WM: It’s a dissection, piece by piece, an outfit, something to construct rather than something inherent. To show a trans woman with real breasts would be to say that this isn’t an act. Rayon is built, rather than someone who is. And Leto did absolutely nothing to dispel these notions with his waxing comments and general method acting macho swagger of playing woman. A fake woman, but that’s trans women at the movies. These movies aren’t even about trans women. They’re about tragic men who died because they followed a foolish notion that they could become women. These movies for a second don’t treat these characters as women. Not at all. I’m not sure any of the films we are discussing during this series does, but some of our other examples we will get to like Dog Day Afternoon, at least have a current of decency throughout.

I want to get to your mirrors comment now, because that’s the resolute language of transness in the cinema as conceived by cis people. It’s a model of vanity, a reflection of who these people “truly” are, and a way in which to try and slam together something resembling a metaphor image, even with no real depth. It isn’t just trans women who get this treatment either. We’ve brought Boys Don’t Cry up before, but the scene where Hillary Swank as Brandon Teena poses in front of full length mirror so we can see the full dimensions of Swank’s body is one of the most dangerous ever put in cinema with regards to transness, because it unravels identity and points a giant fucking arrow in visual language to Swank’s dickless briefs. It’s genitals as destiny, forever and ever amen. On the opposite side of things there’s a scene that is almost identical to Swank’s in Under the Skin, a film we both love, and it has completely different intent. In that scene it’s a realization that the alien’s (Scarlett Johansson) body is hers, warts and all, and how she can find an identity in herself. It isn’t directly saying there’s anything wrong with her body or something is amiss. It’s just hers, bathed in amber lighting as Mica Levi’s music swells to something resembling warmth for the first time in the film. The visual language of that scene is acceptance. The visual language of Boys Don’t Cry, Dallas Buyer’s Club and others is political posturing and genital hysteria.

Boys Don’t Cry
Under the Skin

CG: I want to get back to your comment about Jared Leto and method acting. I absolutely think the whole ‘living as a different gender’ (and let me note that is not what gender dysphoria is, gender dysphoria is being at odds with the sex you are assigned at birth) concept and conceit is something that absolutely appeals to actors in the same way that playing an athlete or packing on a lot of weight does.
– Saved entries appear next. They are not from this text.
PR #2213, opened 2024-07-11
Refactor: implement tag-based deployment

### LINKED ISSUE #1527: Consider a "Deploy on Release" model

lalver1:
This PR implements the second step of code changes needed to transition the benefits repository to tag-based deployments as described in https://github.com/cal-itp/benefits/issues/1527. 

The code changes are associated with:

- GitHub workflows
- Azure DevOps/Terraform pipeline
- Python package versioning using `git` metadata

The last step needed to close #1527, will be to remove the `test` and `prod` branches and remove references to them in all the GitHub workflows. 

## Acceptance Criteria

- [ ] Merging to `main` deploys to the `dev` environment
- [ ] Pushing a pre-release tag deploys to the `test` environment
- [ ] Pushing a release tag deploys to the `prod` environment and triggers the release job
- [ ] The conditional `environment`, `dev` and `prod` Azure jobs (`terraform` stage) run correctly
- [ ] Python package versioning uses `git` metadata
- [ ] There is a guarantee that the required checks have passed on the commit to be deployed

### DIFF
--- a/.devcontainer/Dockerfile
+++ b/.devcontainer/Dockerfile
@@ -12,10 +12,3 @@ RUN pip install -e .[dev,test]
 # docs requirements are in a separate file for the GitHub Action
 COPY docs/requirements.txt docs/requirements.txt
 RUN pip install -r docs/requirements.txt
-
-# install pre-commit environments in throwaway Git repository
-# https://stackoverflow.com/a/68758943
-COPY .pre-commit-config.yaml .
-RUN git init . && \
-    pre-commit install-hooks && \
-    rm -rf .git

They want their Robert DeNiro as Jake LaMotta in Raging Bull moment but to me it just comes off as Robert Downey Jr’s performance of Kirk Lazarus in Tropic Thunder. They are suffering for their craft and want the plaudits and the credit for playing us, but they do not seem to care about how offensive it is and that it is not their role to play. What they are doing is something in the Hollywood tradition of a different kind that is closer to red face, yellow face, and black face. They are crafting something based in makeup and appearance- through their lens, of course- all on a surface level in playing somebody they are not innate nor inherently. It is something that Hollywood allowed and gives them permission to do until consumers back off and then it suddenly is acknowledged how bad it is and was, and only then does it get condemned. It did not suddenly become that but was built on years and decades of mistreatment and misrepresentation that included dangerous stereotypes and even well-meaning portrayals in prestigious films of the time period that were trying to get awards. These are problems and particular errors in casting that are entrenched in Hollywood history and there is a certain level of complicity to be found in actors not really understanding the trans experience. Laverne Cox and Trace Lysette are out there, but are actively ignored in favour of cis men looking to make their name. They see it as a challenge to ‘lose themselves’ in the role and in their day to day life through method acting. Joke’s on them, I only saw fucking Jared Leto in a dress.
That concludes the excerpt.